*** Input ***

PR #689, opened 2023-06-12
Implement basic transformer tests

godexsoft:
This pr adds a bunch of mocks and fakes to support ETL tests as well as implements a few tests for the Transformer.
By no means is this complete but it may be just enough for a start. Next iteration it would be good to separate some of the transformer logic into another entity that can be tested separately from the threading facilities it provides. Transform is doing way too much atm. so it's not worth spending more time adding tests for what it is atm.

### DIFF
--- a/src/rpc/RPCEngine.h
+++ b/src/rpc/RPCEngine.h
@@ -186,10 +186,7 @@ public:
     bool
     post(Fn&& func, std::string const& ip)
     {
-        if (!workQueue_.get().postCoro(std::forward<Fn>(func), dosGuard_.get().isWhiteListed(ip)))
-            return false;
-
-        return true;
+        return workQueue_.get().postCoro(std::forward<Fn>(func), dosGuard_.get().isWhiteListed(ip));
     }
 
     /**
--- a/src/rpc/RPCEngine.h
+++ b/src/rpc/RPCEngine.h
@@ -187,10 +187,7 @@ public:
     post(Fn&& func, std::string const& ip)
     {
         if (!workQueue_.get().postCoro(std::forward<Fn>(func), dosGuard_.get().isWhiteListed(ip)))
-        {
-            notifyTooBusy();
             return false;
-        }
 
         return true;
     }
--- a/unittests/backend/cassandra/BackendTests.cpp
+++ b/unittests/backend/cassandra/BackendTests.cpp
@@ -18,13 +18,13 @@
 //==============================================================================
 
 #include <util/Fixtures.h>
+#include <util/StringUtils.h>
 
 #include <backend/CassandraBackend.h>
 #include <config/Config.h>
 #include <etl/NFTHelpers.h>
 #include <rpc/RPCHelpers.h>
 
-#include <ripple/basics/base_uint.h>
 #include <boost/json/parse.hpp>
 #include <fmt/compile.h>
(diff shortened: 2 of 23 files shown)


src/rpc/RPCEngine.h
```diff
@@ -187,10 +187,7 @@ class RPCEngineBase
     post(Fn&& func, std::string const& ip)
     {
         if (!workQueue_.get().postCoro(std::forward<Fn>(func), dosGuard_.get().isWhiteListed(ip)))
-        {
-            notifyTooBusy();
```
godexsoft, line 191: Unrelated change but decided to do it asap because we were basically counting this twice. Here and in the function that calls this.

godexsoft: This looks like now it can also be simplified to just `return workQueue_...`

unittests/backend/cassandra/BackendTests.cpp
```diff
@@ -89,29 +89,6 @@ TEST_F(BackendCassandraTest, Basic)
             "3E2232B33EF57CECAC2816E3122816E31A0A00F8377CD95DFA484CFAE282656A58"
             "CE5AA29652EFFD80AC59CD91416E4E13DBBE";
 
-        auto hexStringToBinaryString = [](auto const& hex) {
```
godexsoft, line 92: Removing duplicates and introducing some StringUtils that can be used from multiple places.

unittests/etl/TransformerTest.cpp
```diff
@@ -0,0 +1,151 @@
...
+    EXPECT_CALL(*rawBackendPtr, writeAccountTransactions).Times(AtLeast(1));
+    EXPECT_CALL(*rawBackendPtr, writeNFTs).Times(AtLeast(1));
+    EXPECT_CALL(*rawBackendPtr, writeNFTTransactions).Times(AtLeast(1));
+    EXPECT_CALL(*rawBackendPtr, doFinishWrites).Times(AtLeast(1));
+
+    // should not call publish
+    EXPECT_CALL(ledgerPublisher_, publish(_)).Times(0);
+
+    transformer_ =
+        std::make_unique<TransformerType>(dataPipe_, mockBackendPtr, ledgerLoader_, ledgerPublisher_, 0, state_);
```
cindyyan317, line 150: There is no sleep and explicit waiting . I am puzzled why EXPECT_CALL still pass.

unittests/util/StringUtils.cpp
```diff
@@ -0,0 +1,52 @@
...
+binaryStringToUint256(std::string const& bin)
+{
+    ripple::uint256 uint;
+    return uint.fromVoid((void const*)bin.data());
+}
+
+std::string
+ledgerInfoToBinaryString(ripple::LedgerInfo const& info)
+{
+    auto blob = RPC::ledgerInfoToBlob(info, true);
```
cindyyan317: const

cindyyan317 (dismissed):
LGTM ~ So many mocks 👍

unittests/etl/TransformerTest.cpp
godexsoft: Both transformer and extractor have `join` in the destructor :)

cindyyan317 (approved):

*** End of Input ***

Directions: Every entry, from first to last, is to be reproduced exactly.

Response:
PR #689, opened 2023-06-12
Implement basic transformer tests

godexsoft:
This pr adds a bunch of mocks and fakes to support ETL tests as well as implements a few tests for the Transformer.
By no means is this complete but it may be just enough for a start. Next iteration it would be good to separate some of the transformer logic into another entity that can be tested separately from the threading facilities it provides. Transform is doing way too much atm. so it's not worth spending more time adding tests for what it is atm.

### DIFF
--- a/src/rpc/RPCEngine.h
+++ b/src/rpc/RPCEngine.h
@@ -186,10 +186,7 @@ public:
     bool
     post(Fn&& func, std::string const& ip)
     {
-        if (!workQueue_.get().postCoro(std::forward<Fn>(func), dosGuard_.get().isWhiteListed(ip)))
-            return false;
-
-        return true;
+        return workQueue_.get().postCoro(std::forward<Fn>(func), dosGuard_.get().isWhiteListed(ip));
     }
 
     /**
--- a/src/rpc/RPCEngine.h
+++ b/src/rpc/RPCEngine.h
@@ -187,10 +187,7 @@ public:
     post(Fn&& func, std::string const& ip)
     {
         if (!workQueue_.get().postCoro(std::forward<Fn>(func), dosGuard_.get().isWhiteListed(ip)))
-        {
-            notifyTooBusy();
             return false;
-        }
 
         return true;
     }
--- a/unittests/backend/cassandra/BackendTests.cpp
+++ b/unittests/backend/cassandra/BackendTests.cpp
@@ -18,13 +18,13 @@
 //==============================================================================
 
 #include <util/Fixtures.h>
+#include <util/StringUtils.h>
 
 #include <backend/CassandraBackend.h>
 #include <config/Config.h>
 #include <etl/NFTHelpers.h>
 #include <rpc/RPCHelpers.h>
 
-#include <ripple/basics/base_uint.h>
 #include <boost/json/parse.hpp>
 #include <fmt/compile.h>
(diff shortened: 2 of 23 files shown)


src/rpc/RPCEngine.h
```diff
@@ -187,10 +187,7 @@ class RPCEngineBase
     post(Fn&& func, std::string const& ip)
     {
         if (!workQueue_.get().postCoro(std::forward<Fn>(func), dosGuard_.get().isWhiteListed(ip)))
-        {
-            notifyTooBusy();
```
godexsoft, line 191: Unrelated change but decided to do it asap because we were basically counting this twice. Here and in the function that calls this.

godexsoft: This looks like now it can also be simplified to just `return workQueue_...`

unittests/backend/cassandra/BackendTests.cpp
```diff
@@ -89,29 +89,6 @@ TEST_F(BackendCassandraTest, Basic)
             "3E2232B33EF57CECAC2816E3122816E31A0A00F8377CD95DFA484CFAE282656A58"
             "CE5AA29652EFFD80AC59CD91416E4E13DBBE";
 
-        auto hexStringToBinaryString = [](auto const& hex) {
```
godexsoft, line 92: Removing duplicates and introducing some StringUtils that can be used from multiple places.

unittests/etl/TransformerTest.cpp
```diff
@@ -0,0 +1,151 @@
...
+    EXPECT_CALL(*rawBackendPtr, writeAccountTransactions).Times(AtLeast(1));
+    EXPECT_CALL(*rawBackendPtr, writeNFTs).Times(AtLeast(1));
+    EXPECT_CALL(*rawBackendPtr, writeNFTTransactions).Times(AtLeast(1));
+    EXPECT_CALL(*rawBackendPtr, doFinishWrites).Times(AtLeast(1));
+
+    // should not call publish
+    EXPECT_CALL(ledgerPublisher_, publish(_)).Times(0);
+
+    transformer_ =
+        std::make_unique<TransformerType>(dataPipe_, mockBackendPtr, ledgerLoader_, ledgerPublisher_, 0, state_);
```
cindyyan317, line 150: There is no sleep and explicit waiting . I am puzzled why EXPECT_CALL still pass.

unittests/util/StringUtils.cpp
```diff
@@ -0,0 +1,52 @@
...
+binaryStringToUint256(std::string const& bin)
+{
+    ripple::uint256 uint;
+    return uint.fromVoid((void const*)bin.data());
+}
+
+std::string
+ledgerInfoToBinaryString(ripple::LedgerInfo const& info)
+{
+    auto blob = RPC::ledgerInfoToBlob(info, true);
```
cindyyan317: const

cindyyan317 (dismissed):
LGTM ~ So many mocks 👍

unittests/etl/TransformerTest.cpp
godexsoft: Both transformer and extractor have `join` in the destructor :)

cindyyan317 (approved):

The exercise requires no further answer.